• [HOW TO COMPLETE THIS TASK]: The entries should be given again in full. Alter nothing.
================
PR #649, opened 2024-03-15
Refactor main scene renderer

ptc-rdeleeuw:
Refactoring the renderer to isolate the renderer, ground floor, tracked environment and the camera in preparation to implement the changed render loop, global scene scaling and networking.

The main parts are isolated from threejsScene, but some pieces of code have come from different places. the main goal is to eliminate getInternalObject usage as much as possible. This makes sure all logic that makes changes to these objects are concentrated in one class. 
The ground plane and scanned object/anchored group will be used by the network graphics to add and remove objects to the scene. 
The renderer is isolated in preparation for scene scaling and renderloop changes. Both will be managed by this class.
The camera has been isolated in preparation of WebXR which overrides the camera used for rendering with its own camera from the WebXRManager (stereoscopic ArrayCamera for both eyes). Concentrating this logic makes it easier to check for feature parity between both cameras.

The network graphics will add datastorage/synchronization classes to these classes to synchronize data between tool and this renderer. This might make it seem some classes look simple at the moment.

this pull request also contains a fix for a small regression, the VisualDiff code contained a dependency on the  old layered render code, I tried to resolve this without layers but ended up reintroducing layers but skipping layer 1 and 2 for WebXR compatibility. The single layer render still is an improvement over the layered rendering, by reducing scene render calls.


src/gui/scene/GroundPlane.js
```diff
@@ -0,0 +1,63 @@
+import * as THREE from "../../../thirdPartyCode/three/three.module.js"
+
+/**
+ * @typedef {number} Milimeters
```
hobinjk-ptc, line 4: minor typo: Millimeters (two l's)

I like using types like this to make the units clearer!

src/gui/threejsScene.js
```diff
@@ -1234,18 +1117,10 @@ import { MapShaderSettingsUI } from "../measure/mapShaderSettingsUI.js";
     }
 
     /**
-     * @return {{
-           camera: THREE.PerspectiveCamera,
-           renderer: THREE.WebGLRenderer,
-           scene: THREE.Scene,
-       }} Various internal objects necessary for advanced (hacky) functions
+     * @return {mainRenderer} Various internal objects necessary for advanced (hacky) functions
```
hobinjk-ptc, line 1120: The type here should be {Renderer}, the type of the mainRenderer variable

benptc:
I think it's missing one additional `.getInternalObject()` in device/index.js – when I tried to draw, the pointer event posted into the drawing tool calculates the intersect using the groundPlaneCollider

https://github.com/ptcrealitylab/vuforia-spatial-toolbox-userinterface/blob/9208f3813d433cfb61e20515a22a457f6784dc06/src/device/index.js#L344

benptc:
Looks good! Just doing some final testing on my end to verify functionality in iOS app + remote operator scenario

benptc (approved):
Code looks good, and everything worked that I was able to test

PR #651, opened 2024-03-18
Splat viewer, refactored avatarIconList, avatar lockOnMode, debugged publicData subscription, support for renderMode, comments and cleanup

benptc:
🆘 I humbly present a very large PR for review 🆘  I'll open the corresponding PRs to remote-operator addon and pop-up addon as soon as I finish wrangling those ones up into a clean enough state.

Goes with the (already merged) https://github.com/ptcrealitylab/vuforia-spatial-edge-server/pull/1017


src/avatar/iconMenu.js
```diff
@@ -0,0 +1,375 @@
...
+        let sortedKeys = realityEditor.avatar.utils.sortAvatarList(connectedAvatars);
+
+        // if too many collaborators, show a "+N..." at the end (I'm calling this the ellipsis) and limit how many icons
+        const MAX_ICONS = realityEditor.device.environment.variables.maxAvatarIcons;
+
+        // build and add each of the icons to the container, and attach pointer event listeners to them
+        sortedKeys.forEach((objectKey, index) => {
+            let isEllipsis = index === (MAX_ICONS - 1) && sortedKeys.length > MAX_ICONS; // last one turns into "+2", "+3", etc
+            let numTooMany = sortedKeys.length - (MAX_ICONS - 1);
+            if (index >= MAX_ICONS) { return; } // after the ellipsis, we ignore the rest
```
dangond-ptc, line 85: Nit, but this exit would read better at the top of the loop.

src/device/environment.js
```diff
@@ -79,7 +79,7 @@ createNameSpace("realityEditor.device.environment");
         transformControlsSize: 1, // on remote operator, we can scale down the gizmo size for moving groundplane anchors
         localServerPort: 49369, // the port where a local vuforia-spatial-edge-server can be expected
         screenTopOffset: 0, // if there's a menubar on the top, increase this
-        maxAvatarIcons: 5, // limits the number of circular icons depicting how many avatars are currently connected
+        maxAvatarIcons: 7, // limits the number of circular icons depicting how many avatars are currently connected
```
dangond-ptc, line 82: I wonder if it would make sense to change this based on device type? Does 7 look alright on the iPhone?

src/worldObjects.js
```diff
@@ -48,7 +48,7 @@ createNameSpace("realityEditor.worldObjects");
         // when an object is detected, check if we need to add a world object for its server
         realityEditor.network.addObjectDiscoveredCallback(function(object, objectKey) {
             
-            if (object.isWorldObject) {
+            if (object.isWorldObject || object.type === 'world') {
```
dangond-ptc, line 51: Why do we need to check for both of these things? Are we migrating away from using .isWorldObject?

dangond-ptc (approved):
Looks good to me, just a few nits

src/device/environment.js
benptc: Agreed – there's a line in the pop-up-onboarding-addon's index.js that reduces the number to 3 on mobile devices. Eventually we might want something even smarter to maximize usage of the available screen real estate, but I think that'll do for now.

        isRemoteOperator = !realityEditor.device.environment.isARMode();
        if (!isRemoteOperator) {
            ...
            env.maxAvatarIcons = 3;
        }

src/worldObjects.js
benptc: Yeah there used to not be an object `type` property so we added `isWorldObject`, `isAnchor`, etc.. I want to eventually just use `type` for everything as a more generic property (used for avatar, human, world, anchor, object, and whatever else we come out with in the future). There's probably a more intentional way to phase out isWorldObject, but for now I've just been adding the extra conditional whenever I encounter it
================
• [EXERCISE SOLUTION]:
PR #649, opened 2024-03-15
Refactor main scene renderer

ptc-rdeleeuw:
Refactoring the renderer to isolate the renderer, ground floor, tracked environment and the camera in preparation to implement the changed render loop, global scene scaling and networking.

The main parts are isolated from threejsScene, but some pieces of code have come from different places. the main goal is to eliminate getInternalObject usage as much as possible. This makes sure all logic that makes changes to these objects are concentrated in one class. 
The ground plane and scanned object/anchored group will be used by the network graphics to add and remove objects to the scene. 
The renderer is isolated in preparation for scene scaling and renderloop changes. Both will be managed by this class.
The camera has been isolated in preparation of WebXR which overrides the camera used for rendering with its own camera from the WebXRManager (stereoscopic ArrayCamera for both eyes). Concentrating this logic makes it easier to check for feature parity between both cameras.

The network graphics will add datastorage/synchronization classes to these classes to synchronize data between tool and this renderer. This might make it seem some classes look simple at the moment.

this pull request also contains a fix for a small regression, the VisualDiff code contained a dependency on the  old layered render code, I tried to resolve this without layers but ended up reintroducing layers but skipping layer 1 and 2 for WebXR compatibility. The single layer render still is an improvement over the layered rendering, by reducing scene render calls.


src/gui/scene/GroundPlane.js
```diff
@@ -0,0 +1,63 @@
+import * as THREE from "../../../thirdPartyCode/three/three.module.js"
+
+/**
+ * @typedef {number} Milimeters
```
hobinjk-ptc, line 4: minor typo: Millimeters (two l's)

I like using types like this to make the units clearer!

src/gui/threejsScene.js
```diff
@@ -1234,18 +1117,10 @@ import { MapShaderSettingsUI } from "../measure/mapShaderSettingsUI.js";
     }
 
     /**
-     * @return {{
-           camera: THREE.PerspectiveCamera,
-           renderer: THREE.WebGLRenderer,
-           scene: THREE.Scene,
-       }} Various internal objects necessary for advanced (hacky) functions
+     * @return {mainRenderer} Various internal objects necessary for advanced (hacky) functions
```
hobinjk-ptc, line 1120: The type here should be {Renderer}, the type of the mainRenderer variable

benptc:
I think it's missing one additional `.getInternalObject()` in device/index.js – when I tried to draw, the pointer event posted into the drawing tool calculates the intersect using the groundPlaneCollider

https://github.com/ptcrealitylab/vuforia-spatial-toolbox-userinterface/blob/9208f3813d433cfb61e20515a22a457f6784dc06/src/device/index.js#L344

benptc:
Looks good! Just doing some final testing on my end to verify functionality in iOS app + remote operator scenario

benptc (approved):
Code looks good, and everything worked that I was able to test

PR #651, opened 2024-03-18
Splat viewer, refactored avatarIconList, avatar lockOnMode, debugged publicData subscription, support for renderMode, comments and cleanup

benptc:
🆘 I humbly present a very large PR for review 🆘  I'll open the corresponding PRs to remote-operator addon and pop-up addon as soon as I finish wrangling those ones up into a clean enough state.

Goes with the (already merged) https://github.com/ptcrealitylab/vuforia-spatial-edge-server/pull/1017


src/avatar/iconMenu.js
```diff
@@ -0,0 +1,375 @@
...
+        let sortedKeys = realityEditor.avatar.utils.sortAvatarList(connectedAvatars);
+
+        // if too many collaborators, show a "+N..." at the end (I'm calling this the ellipsis) and limit how many icons
+        const MAX_ICONS = realityEditor.device.environment.variables.maxAvatarIcons;
+
+        // build and add each of the icons to the container, and attach pointer event listeners to them
+        sortedKeys.forEach((objectKey, index) => {
+            let isEllipsis = index === (MAX_ICONS - 1) && sortedKeys.length > MAX_ICONS; // last one turns into "+2", "+3", etc
+            let numTooMany = sortedKeys.length - (MAX_ICONS - 1);
+            if (index >= MAX_ICONS) { return; } // after the ellipsis, we ignore the rest
```
dangond-ptc, line 85: Nit, but this exit would read better at the top of the loop.

src/device/environment.js
```diff
@@ -79,7 +79,7 @@ createNameSpace("realityEditor.device.environment");
         transformControlsSize: 1, // on remote operator, we can scale down the gizmo size for moving groundplane anchors
         localServerPort: 49369, // the port where a local vuforia-spatial-edge-server can be expected
         screenTopOffset: 0, // if there's a menubar on the top, increase this
-        maxAvatarIcons: 5, // limits the number of circular icons depicting how many avatars are currently connected
+        maxAvatarIcons: 7, // limits the number of circular icons depicting how many avatars are currently connected
```
dangond-ptc, line 82: I wonder if it would make sense to change this based on device type? Does 7 look alright on the iPhone?

src/worldObjects.js
```diff
@@ -48,7 +48,7 @@ createNameSpace("realityEditor.worldObjects");
         // when an object is detected, check if we need to add a world object for its server
         realityEditor.network.addObjectDiscoveredCallback(function(object, objectKey) {
             
-            if (object.isWorldObject) {
+            if (object.isWorldObject || object.type === 'world') {
```
dangond-ptc, line 51: Why do we need to check for both of these things? Are we migrating away from using .isWorldObject?

dangond-ptc (approved):
Looks good to me, just a few nits

src/device/environment.js
benptc: Agreed – there's a line in the pop-up-onboarding-addon's index.js that reduces the number to 3 on mobile devices. Eventually we might want something even smarter to maximize usage of the available screen real estate, but I think that'll do for now.

        isRemoteOperator = !realityEditor.device.environment.isARMode();
        if (!isRemoteOperator) {
            ...
            env.maxAvatarIcons = 3;
        }

src/worldObjects.js
benptc: Yeah there used to not be an object `type` property so we added `isWorldObject`, `isAnchor`, etc.. I want to eventually just use `type` for everything as a more generic property (used for avatar, human, world, anchor, object, and whatever else we come out with in the future). There's probably a more intentional way to phase out isWorldObject, but for now I've just been adding the extra conditional whenever I encounter it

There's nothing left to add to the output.